除此之外,在她脖子里挂着的那串项链也分外惹眼,那是一串手工做成的挂坠,深褐色的丝线倒也罢了,主要是中间坠着的那块颜色极正的蜜蜡非常夺人眼球,再搭配着旁边几粒做点缀的绿松石,和温乔的年纪形成了一种激烈的反差。
当然,这顿饭吃得还算是宾主尽欢,温乔和她小姑算是这晚的主人,而魏执安和陆征铭,包括后到的几个温乔单位的同事都是客,只不过陆征铭是被魏执安临时叫来的,其意本不言自明,但谁都没有想到,温乔记人的本事非同一般,只不过饭桌上和陆征铭随意闲谈了几句就问他小时候上的哪所幼儿园,这下关系瞬间拉近了何止一大步,看得旁边的魏执安简直匪夷所思。
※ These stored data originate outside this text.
PR #1094, opened 2021-03-18
WebAPI /ledgerstate/outputs & addresses Endpoints

lzpap:
# Endpoints:
 - /ledgerstate/outputs/:outputID 
 - /ledgerstate/outputs/:outputID/consumers 
 - /ledgerstate/outputs/:outputID/metadata
 -  /ledgerstate/addresses/:address
 - /ledgerstate/addresses/:address/unspentOutputs

### DIFF
--- a/plugins/webapi/ledgerstate/output.go
+++ b/plugins/webapi/ledgerstate/output.go
@@ -47,7 +47,7 @@ func GetOutputConsumersEndPoint(c echo.Context) (err error) {
 		}
 	}
 
-	return c.JSON(http.StatusOK, NewConsumers(consumers))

饭后,陆征铭坚持明天有事要早回去,硬是抗住了一众挽留,和魏执安不过在饭后略坐了坐就走了,温乔的小姑看出端倪,提前打了电话,跟院里要了个车,陆征铭还要推,可架不住魏执安答应得痛快,于是两人便又坐车同返,路上自然要聊聊这一晚的遭遇。
“原来你和乔乔打小就认识,哎,有点青梅竹马那意思。”魏执安这两年是最春风得意的时候,一有酒就容易多,说着说着就把玩笑开到了明处。
“要照你这么说我得和多少女同学青梅竹马。”陆征铭无奈道。
“你还别抱怨,跟温乔青梅竹马也不是谁都可以的。”魏执安说这话语气倒是分外严谨,没有胡言乱语的调性。
“怎么?她天女下凡?选我做了竹马还要谢恩不成!”
“啧,你向来眼高于顶,我不跟你争这个。”
“不过说实话,她这个人的相貌倒是其次,关键是……”陆征铭觉得后面的话有些难说,毕竟前面开车的是那院的公车司机。
“你没明白我的意思……”魏执安也知道避嫌,下半段话就压低了声音“这圈子里的人都知道,谁找了温乔,就等于坐上了火箭,怎么偏你知道她家情况还非得端这架子,我觉得何必呢。”
陆征铭听了一时陷入沉默,没说什么。